|FUNDAMENTAL ANALYSIS FOR 30-May-2018|
The EUR/USD tumbled dropping down to 8-month lows, as Italian yields surged putting downward pressure on the currency pair. Prices appears to have held support near the November lows. The ECB sat on the sidelines and watch as the ECBs Visco failed to calm investors nerves. European money supply accelerated which could foreshadow inflation.
The EUR/USD tumbled but held the November lows after pushing down to support at 1.1509. A break of this level would lead to a test of the June 2017 lows at 1.1119. Resistance is seen near the 10-day moving average at 1.1717. Momentum is negatives as the MACD (moving average convergence divergence) histogram prints in the red with a downward sloping trajectory which points to a lower exchange rate. The exchange rate is oversold as the fast stochastic is printing a reading of 3, well below the oversold trigger level of 20.
ECB watches on the sidelines as Italy rocks Eurozone markets
ECB watches on the sidelines as Italy rocks Eurozone markets. Eurozone breakup fears seem to be fueling the selloff in Eurozone bond markets and the sharp widening of spreads, but so far at least the ECB does not seem interested in trying to calm verves. Italian central bank head Visco instead warned in a Spiegel interview that Italy is always just a few steps away from the “very serious risk of losing the irreplaceable asset of trust”. Visco added that “it would not be wised to ignore financial compatibility” of planned policy moves and warned that “Italy knows the rules. They might want to read them again carefully”. A clear signal then that the ECB is not ready to step in and in that respect the widening of spreads versus the German benchmark that we are seeing now is a readjustment of the risk aspect of bond prices.

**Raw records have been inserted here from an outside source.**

PR #11303, opened 2019-08-07
feat(styles): improve weekday boxes

### LINKED ISSUE #10041: hard to tell which Daily repeat days are ticked
If a Daily has only some days selected, as in the screenshot below, it's hard to work out which day the tick marks apply to for any days except Sunday and Saturday. We had a bug report about this from someone whose Dailies were becoming due on the wrong days.

It would be clearer if the spacing on either side of the checkboxes wasn't equal (i.e., each checkbox was closer to its own label) or if something else more clearly tied the checkboxes to their labels.

screenshot_2018-02-23_07-38-30

@Tressley

SebastiaanNijland:

Fixes #10041 

### Changes
- Adds styles specifically for the weekday selection

----
UUID: 2f3f22af-3abf-4236-bf9e-67ff88051df9


SebastiaanNijland:
Note that this may need some more testing/finetuning, but I'd like some feedback on this first :) Is this a good solution for you?

paglias:
Hi @SebastiaanNijland sorry for the delay and thanks for the PR!

I just tested it and it looks like there are some visual problems at least on chrome, I'm attaching a couple of screenshots

Schermata 2019-08-14 alle 12 16 46
Schermata 2019-08-14 alle 12 16 50

SebastiaanNijland:
I'll have a look!

paglias:
thanks @SebastiaanNijland ! The checkboxes are gone and the behavior seems to be fine but I want to pass this through our designer

Tressley:
Seeing some inconsistencies between the mock-up and the implementation. Mainly the border-colors and border-radius.

@SebastiaanNijland -- Are you a part of our Zeplin project? We use Zeplin to hand-off designs to developers to assist with implementation. If you'd like to be invited, please leave an email to invite.

Once you're a member, here's the Zeplin link for reference: https://zpl.io/a3gknQy

SebastiaanNijland:
> Seeing some inconsistencies between the mock-up and the implementation. Mainly the border-colors and border-radius.
> 
> @SebastiaanNijland -- Are you a part of our Zeplin project? We use Zeplin to hand-off designs to developers to assist with implementation. If you'd like to be invited, please leave an email to invite.
> 
> Once you're a member, here's the Zeplin link for reference: https://zpl.io/a3gknQy

I am not, you can send an invite to sebastiaannijland@gmail.com - thanks!

paglias:
thanks @SebastiaanNijland ! this is not part of the zeplin design but could you also add a `cursor: pointer;` css rule for the `:hover`, `:focus` and `:active` states?

Tressley:
@SebastiaanNijland -- Still seeing some small items. Here's an updated Zeplin link that better exemplifies the `:hover`, `:focus`, and `:active` states. Also, would you mind removing the transitions for now?

**Zeplin link:** https://zpl.io/aRG3XvN

SebastiaanNijland:
> @SebastiaanNijland -- Still seeing some small items. Here's an updated Zeplin link that better exemplifies the `:hover`, `:focus`, and `:active` states. Also, would you mind removing the transitions for now?
> 
> **Zeplin link:** https://zpl.io/aRG3XvN

The transitions are there by default, I will disable them for these checkboxes specifically, though that is a bit of a code smell.

I'll take a look at the changes for the hover / focus / active states!

paglias:
@SebastiaanNijland sorry again but it looks like the borders between two days get duplicated

Schermata 2019-09-20 alle 16 57 47

We might have to only apply the border right to every element and then the left side one for the first one

SebastiaanNijland:
I made it so that every border is always visually 1px wide, so between two days there is a .5px border from each box. This is because else the border colors will be incorrect for deselected days that are next to selected days, like in your example.

paglias:
Oh I see then I think it might be a good idea to change the inner borders to be 0.25 so together they match the 0.5px of the other borders? Because this way the difference is noticeable. But @Tressley will know more

SebastiaanNijland:
Well, currently all borders actually are the same size - but I guess it might not look that way indeed. I am fine with your solution as wel, I implemented it that way at first (but then some borders will appear to have the incorrect color, if you uncheck certain days).

paglias:
> Well, currently all borders actually are the same size

I get it but the problem is that between two different days there are two 0.5px borders that add up to a 1px border while on the external they're all 0.5.

If we change the right side only border to be 0.25 then they should add up to 0.5px like the other borders while keeping the correct color

SebastiaanNijland:
> > Well, currently all borders actually are the same size
> 
> I get it but the problem is that between two different days there are two 0.5px borders that add up to a 1px border while on the external they're all 0.5.

That is indeed true for the top and bottom borders - but I can easily change those to be 1px as well. I think that would be the better solution in this case! Will take a look soon(ish).

paglias:
Ok, so it looks like the border still looks weird... sorry about that.

One solution seems to use a negative margin like Bootstrap does

> They applied a margin of -1px to every button with the exception of the first-child.

An example is here https://www.w3schools.com/bootstrap/tryit.asp?filename=trybs_button_group&stacked=h and it seems to solve the issue with the border being larger between buttons

SebastiaanNijland:
So the issue is that the .5px border probably gets painted incorrectly - adding a negative margin sadly doesn't really fix it. Also, when using a .25px border, it doesn't render at all.

> We might have to only apply the border right to every element and then the left side one for the first one

I think this is the best solution in this case. I'll update the pr.

SebastiaanNijland:
So the issue is that the .5px border probably gets painted incorrectly - adding a negative margin sadly doesn't really fix it. Also, when using a .25px border, it doesn't render at all.

> We might have to only apply the border right to every element and then the left side one for the first one

I think this is the best solution in this case. I'll update the pr.

Tressley:
@SebastiaanNijland -- I think you're making this more difficult than it needs to be. There isn't a reason to use non-whole numbers in the `border-width` property. We're not trying to combine two borders, but rather overlay the previous button's border. As you can see in my screenshot below, I was able to do this by simply adding `margin-left: -1px;` to `.#task-modal .weekday-check` to produce the expected result.

image

SebastiaanNijland:
I was trying to implement a solution that would show the correct border-colors based on whether the checkboxes are selected or not, but indeed that made it impossible to have the correct border-widths.

I am not a big fan of negative margins in this case, it feels like a code smell to me. It would also result in the same layout as using a 1px border in the way I implemented it now.

Tressley:
I disagree. Negative margins aren't a code smell unless they're covering up an error that was made elsewhere. The next element in order overlaying the previous element's border isn't an error as much as how the HTML is parsed and rendered.

SebastiaanNijland:
I fully agree, it is a very useful feature, and indeed it's only a code smell if you use it to cover up an error in other code - but that is exactly what it would do in this case. To me, it feels like it would cover up the border of the previous element - in which case it would be better to simply not set that border at all.

SebastiaanNijland:
Hi, I'm not sure what more work is still needed for this one - feel free to either merge or close this PR, all my spare programming time is currently used up by a different project :)

paglias:
This is being addressed in #12142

ECBs Visco fails to calm investor nerves
ECBs Visco fails to calm investor nerves. Comments from the Italian central bank head, who bemoaned “lazy short-termism” and stressed that Italy is always a “few steps away” from losing the trust of markets exacerbated the moves. Draghi promise to do “all it takes” to keep Eurozone markets stable, does not seem to apply to politically induced troubles. ECBs Constancio reportedly said in a Spiegel interview that “we will see what happens” in Italy. No sign so far then that ECB officials are ready to step in.
Eurozone M3 money supply growth accelerated
Eurozone M3 money supply growth accelerated to 3.9% year over year from 3.7% year over year in the previous month. The uptick was in line with expectations, but the focus as usual was on the counterparts and in particular loans to the private sector. The growth rate of loans to households held steady at 3.0% year over year, as an acceleration in consumer credit growth counterbalanced a slight deceleration in the growth rate of loans for house purchases. More importantly for the investment and growth outlook was the fact that loans to non-financial corporations rose 2.4% year over year, up from 2.2% year over year.
St. Louis Fed dove Bullard said it is hard to raise rates
St. Louis Fed dove Bullard said it is hard to raise rates by a large margin and get too far out of line with the global situation if the BoJ and ECB are pursuing accommodating policy. Speaking earlier from Tokyo, Bullard also said the Fed has enough tools and policy options to respond the next time the U.S. falls into recession. He did not want to prejudge what the Fed will do at its next meeting in June, but it is his view that the Fed should not proceed with additional rate hikes unless economic data surprise to the upside. Bullard still regards inflation as a bit low and because the U.S. policy setting is possibly at neutral means the Fed should be cautious.